What is needed: Report each line of the listing below that holds "None".

Supplied information:

PR #204, opened 2022-03-24
Add UI part for handling users permission

dhlavac:


testsuite/ui/widgets/__init__.py
```diff
@@ -17,52 +17,91 @@
...
+
+
+# pylint: disable=abstract-method
+# Widget contains fill method which raise not implemented exception if widget is not fillable but pylint detect it as
+# an abstract method
+class CheckBoxGroup(GenericLocatorWidget):
+    """
+    CheckBox group of 3scale pages
+    :param ol_class: Set if Checkbox group identifier is in ol level of group.
+                     e.g. fieldse/ol[class=ServiceList]
```
jsmolar, line 52: you missed "t" in fieldset

jsmolar: Also, I would use  common naming: Set if Checkbox group is identified by attribute in `ol `tag

testsuite/ui/widgets/__init__.py
```diff
@@ -17,52 +17,91 @@
...
+    OPTIONS_SECTION = './fieldset/ol'
+    OPTIONS_SECTION_OL_CLASS = './/fieldset/ol[contains(@class, "{}")]'
+    OPTIONS_SECTION_FIELDSET_NAME = './/fieldset[contains(@name, "{}")]/ol'
+
+    OPTIONS = './li'
+    OPTIONS_INPUT = OPTIONS + '/label/input'
+    OPTIONS_BY_ID = OPTIONS_INPUT + '[@id="{}"]'
+
+    # pylint: disable=too-many-arguments
+    def __init__(self, parent=None, locator=None, ol_class=None, field_set_name=None, logger=None):
```
jsmolar, line 64: Please unify naming of `ol_class` and `field_set_name` so it is obvious that they are used for the identification of the group

testsuite/ui/widgets/__init__.py
```diff
@@ -17,52 +17,91 @@
...
+        super().__init__(parent, locator, logger)
+        if ol_class:
+            self.options_section = self.browser.element(self.OPTIONS_SECTION_OL_CLASS.format(ol_class))
```
jsmolar, line 67: `ol_class` and `field_set_name` should be saved in locator of the widget.. At least that is common usage in widgetastic

jsmolar: If you save it into locator you save some code. Example from your code:
`self.browser.element(self.OPTIONS_BY_ID.format(option), parent=self.options_section)`
with locator:
`self.browser.element(self.OPTIONS_BY_ID.format(option))`

testsuite/ui/widgets/__init__.py
```diff
@@ -17,52 +17,91 @@
...
+            self.options_section = self.browser.element(self.OPTIONS_SECTION_FIELDSET_NAME.format(field_set_name))
+        else:
+            self.options_section = self.browser.element(self.OPTIONS_SECTION)
+
+    def is_checked(self, option: str):
+        """Detect if checkbox is already checked"""
+        element = self.browser.element(self.OPTIONS_BY_ID.format(option), parent=self.options_section)
+        return element.is_selected()
+
+    def check(self, options: list):
```
jsmolar, line 78: this method should be consistent. It should uncheck all options before checking new ones

testsuite/ui/widgets/__init__.py
dhlavac: Changed to locator form

testsuite/ui/widgets/__init__.py
dlaso99: @jsmolar  what about the moment when I want to select an additional option? Here is an example of what I mean:
```python
(pseudocode)
check(["blue", "red"])                        # adds the whole list of options
// do some asserts
check("green")                                # is not supported rn
check(["blue", "red"] + ["green"])           # what i have to do right now
```
The current implementation requires me to send the whole list of options that I want to have checked, but what if I want to keep the old options and just check a single check ?

testsuite/ui/widgets/__init__.py
```diff
@@ -17,52 +17,93 @@
...
+
+    OPTIONS = './li'
+    OPTIONS_INPUT = OPTIONS + '/label/input'
+    OPTIONS_BY_ID = OPTIONS_INPUT + '[@id="{}"]'
+
+    # pylint: disable=too-many-arguments
+    def __init__(self, parent=None, locator=None, ol_identifier=None, field_set_identifier=None, logger=None):
+        super().__init__(parent, locator, logger)
+        if ol_identifier:
+            self.locator = locator + self.OPTIONS_SECTION.format(ol_identifier)
```
jsmolar, line 67: le dot.

testsuite/ui/views/admin/settings/webhooks.py
```diff
@@ -15,10 +15,10 @@ class WebhooksView(BaseSettingsView):
     path_pattern = '/p/admin/webhooks/edit'
     webhook_active = GenericLocatorWidget('//*[@id="web_hook_active"]')
     webhook_provider = GenericLocatorWidget('//*[@id="web_hook_provider_actions"]')
-    accounts = CheckBoxGroup('//*[@name="Accounts"]')
-    users = CheckBoxGroup('//*[@name="Users"]')
-    applications = CheckBoxGroup('//*[@name="Applications"]')
-    keys = CheckBoxGroup('//*[@name="Keys"]')
+    accounts = CheckBoxGroup('//tr/td', field_set_identifier="Accounts")
```
jsmolar, line 18: Can't we use here something better than `//tr/td` ? Like `//*[@id="new_web_hook"]/fieldset[@class="inputs"]` Not like this but simmilar

JaurbanRH (approved):

dlaso99 (approved):
lgtm!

Written answer:
+    def __init__(self, parent=None, locator=None, ol_class=None, field_set_name=None, logger=None):
+    def __init__(self, parent=None, locator=None, ol_identifier=None, field_set_identifier=None, logger=None):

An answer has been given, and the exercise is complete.